Problem to solve> Each of the records below must be reproduced verbatim.

Stored data entries
PR #761, opened 2022-04-01
Try fixing tasmanian install via patching setup.py

jlnav:
Should probably open a PR upstream to fix this issue. Setuptools got updated to experimentally look for packages by default, and fail if a package doesn't adhere to its standards...


jlnav:
This was an attempt, but not the best solution by far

The completed task>
PR #761, opened 2022-04-01
Try fixing tasmanian install via patching setup.py

jlnav:
Should probably open a PR upstream to fix this issue. Setuptools got updated to experimentally look for packages by default, and fail if a package doesn't adhere to its standards...


jlnav:
This was an attempt, but not the best solution by far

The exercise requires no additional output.